Podobnie jak hordy Attyli, króla Hunów, którzy pozostawili po sobie tylko spustoszenie i śmierć. W ten sposób garimpeiros przybywają w stadach, górnicy bez narodowości, zdewaluowani z powodu swojego bycia i zahipnotyzowani obietnicą złota, które niszczą w ślad za nimi i bez litości, co natura w Amazonii kosztowała miliony dolarów. lata budowania.
Ale czy garimpeiros naprawdę są nielegalni i tajni górnicy?
Szacuje się, że kiedy mówimy o garimpeiros, zaangażowanych jest ponad 800 tysięcy osób. Gdzie na północy Brazylii, na granicy z Wenezuelą, w rezerwacie Yanomami lub na terytorium rdzennym, działa ponad 80 tysięcy garimpeiros, terroryzując i wysiedlając rdzenną ludność.
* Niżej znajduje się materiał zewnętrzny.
PR #689, opened 2021-06-21
add 1..9 hotkeys

dutzi:
This PR adds a keyboard shortcut to copy one of the codes.

Open the popup, hit 1, 2, ... 9 to copy the first, second, etc... codes that are listed.

### DIFF
--- a/src/popup.ts
+++ b/src/popup.ts
@@ -147,6 +147,41 @@ async function init() {
     false
   );
 
+  document.body.addEventListener("keydown", (e) => {
+    if (
+      document.activeElement?.nodeName === "INPUT" ||
+      document.activeElement?.nodeName === "TEXTAREA"
+    ) {
+      return;
+    }
+
+    const index = Number(e.key);
+    if (Number.isNaN(index)) {
+      return;
+    }
+
+    const numEntries = instance.$store.state.accounts.entries.length;
+
+    if (index > numEntries) {
+      return;
+    }
+
+    const codeClipboard = document.querySelector<HTMLInputElement>(
+      "#codeClipboard"
+    );
+
+    if (!codeClipboard) {
+      return;
+    }
+
+    codeClipboard.value =
+      instance.$store.state.accounts.entries[index - 1].code;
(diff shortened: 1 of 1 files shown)


src/popup.ts
```diff
@@ -147,6 +147,41 @@ async function init() {
...
+    const codeClipboard = document.querySelector<HTMLInputElement>(
+      "#codeClipboard"
+    );
+
+    if (!codeClipboard) {
+      return;
+    }
+
+    codeClipboard.value =
+      instance.$store.state.accounts.entries[index - 1].code;
```
Sneezry, line 178: index here could be zero, and `index - 1` could be `-1`

Sneezry: `instance.$store.state.accounts.entries` could not be shown by sort of the index in UI. Some accounts may be pinned, some accounts may be filtered.
Here's how are entries rendered: https://github.com/Authenticator-Extension/Authenticator/blob/dev/src/components/Popup/MainBody.vue#L26-L40

dutzi:
That’s true.

dutzi:
👍🏻

src/popup.ts
```diff
@@ -147,6 +147,41 @@ async function init() {
     false
   );
 
+  document.body.addEventListener("keydown", (e) => {
+    if (
+      document.activeElement?.nodeName === "INPUT" ||
+      document.activeElement?.nodeName === "TEXTAREA"
```
Sneezry, line 153: I'm not sure if there's a better way to handle this. But obviously, editable `div` is not included, and read-only input, read-only textarea, radio and checkbox are not excluded.

dutzi:
Right. Maybe stopPropagation on each input?

Sneezry:
> Right. Maybe stopPropagation on each input?

The sample code is not awesome, but it works: https://jsbin.com/vevovuyefu/edit?html,js,console,output

Sneezry:
Closing in favor of #691 

Feel free to reopen this PR if you believe it is closed by mistake.

PR #691, opened 2021-06-24
add key binding to copy code

Sneezry:
Press arrow keys to select a code, press `enter` to copy.

Animation

### DIFF
--- a/src/components/Popup/MainBody.vue
+++ b/src/components/Popup/MainBody.vue
@@ -14,6 +14,7 @@
         v-model="searchText"
         v-bind:placeholder="i18n.search"
         type="text"
+        tabindex="-1"
       />
       <div id="searchHint" v-if="searchText === ''">
         <div></div>
@@ -25,10 +26,10 @@
     <div
       v-dragula
       drake="entryDrake"
-      v-on:keydown.down="focusNextEntry(entries, shouldFilter, filter)"
-      v-on:keydown.right="focusNextEntry(entries, shouldFilter, filter)"
-      v-on:keydown.up="focusLastEntry(entries, shouldFilter, filter)"
-      v-on:keydown.left="focusLastEntry(entries, shouldFilter, filter)"
+      v-on:keydown.down="focusNextEntry()"
+      v-on:keydown.right="focusNextEntry()"
+      v-on:keydown.up="focusLastEntry()"
+      v-on:keydown.left="focusLastEntry()"
     >
       <EntryComponent
         v-for="entry in entries"
@@ -36,7 +37,7 @@
         v-bind:filtered="!entry.pinned && !isMatchedEntry(entry)"
         v-bind:notSearched="!isSearchedEntry(entry)"
         v-bind:entry="entry"
-        v-bind:tabindex="getTabindex(entry, entries, shouldFilter, filter)"
+        v-bind:tabindex="getTabindex(entry)"
       />
     </div>
   </div>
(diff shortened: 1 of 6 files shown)


src/components/Popup/MainBody.vue
```diff
@@ -90,6 +90,87 @@ export default Vue.extend({
...
     },
+    isEntryVisible(entry: OTPEntry, shouldFilter: boolean, filter: boolean) {
+      return (
+        this.isSearchedEntry(entry) &&
+        (entry.pinned || !shouldFilter || !filter || this.isMatchedEntry(entry))
+      );
+    },
+    getTabindex(
+      entry: OTPEntry,
+      entries: OTPEntry[],
```
mymindstorm, line 101: entries, shouldFilter, and filter are all computed properties and don't need to be passed as arguments.

src/components/Popup/MainBody.vue
```diff
@@ -90,6 +90,87 @@ export default Vue.extend({
...
+    ) {
+      const firstEntry = entries.find((entry) =>
+        this.isEntryVisible(entry, shouldFilter, filter)
+      );
+
+      return entry === firstEntry ? 0 : -1;
+    },
+    findNextEntryIndex(
+      entries: OTPEntry[],
+      shouldFilter: boolean,
```
mymindstorm, line 113: same as above.

src/components/Popup/MainBody.vue
```diff
@@ -90,6 +90,87 @@ export default Vue.extend({
...
+      filter: boolean
+    ) {
+      const firstEntry = entries.find((entry) =>
+        this.isEntryVisible(entry, shouldFilter, filter)
+      );
+
+      return entry === firstEntry ? 0 : -1;
+    },
+    findNextEntryIndex(
+      entries: OTPEntry[],
```
mymindstorm: On all functions, entries, shouldFilter, and filter are all computed properties and don't need to be passed as arguments.

mymindstorm:
I really like this!

Bugs / Other:
- When entering password, it does not function. Need to hit tab or reopen the extension for it to work.
- If I click anywhere else (even an entry) it will not let me use arrow keys until tab or reopen. 
	- Should we listen for keys on the document?
	- Should we focus entries on click?

src/components/Popup/MainBody.vue
Sneezry: Updated.

Sneezry:
> When entering password, it does not function. Need to hit tab or reopen the extension for it to work.

Fixed. After applying password, the first entry will be auto focused.

> If I click anywhere else (even an entry) it will not let me use arrow keys until tab or reopen.

Entry will have focus when it is clicked. If you click anywhere else, the entry should not have focus. And is as designed.

> Should we listen for keys on the document?

I don't think so. By following w3 accessibility guide, `tab` should be used to select active element, and arrow keys should be used to select items in an active group element. If the group element is not active, we should not response to the action.

> Should we focus entries on click?

Yes. This is a bug in previous commit. I have fixed that in the recent commit.

src/components/Popup/MainBody.vue
```diff
@@ -14,6 +14,7 @@
         v-model="searchText"
         v-bind:placeholder="i18n.search"
         type="text"
+        tabindex="-1"
```
mymindstorm, line 17: I think this should be able to be tabbed to, but it is ok to not allow it until we get around to overhaling keyboard nav for the header and menu. Hopefully compoentizing everything will help at the second version of that.

mymindstorm (approved):
Looks great

mymindstorm:
Will this supersede #689?

Sneezry:
> Will this supersede #689?

I suppose. Number keys could be hard to use to copy a specific entry. Imaging how to copy the 7th entry in the list. I have to count entries from top to bottom.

Z większą liczbą pasów startowych niż lotnisko we Frankfurcie w Niemczech czy lotnisko w Miami w USA. Przekraczając wszelkie kreatywne szacunki, zbudowali ponad 300 „tajnych” torów (bo każdy wie, gdzie się znajdują), które służą jako ruch drogowy dla ponad 800 taksówek powietrznych, a raczej autobusów.
Szacuje się, że działa około 10 000 maszyn wydobywczych i ponad 2 000 pogłębiarek, które myją ziemię rzek w celu usunięcia złota.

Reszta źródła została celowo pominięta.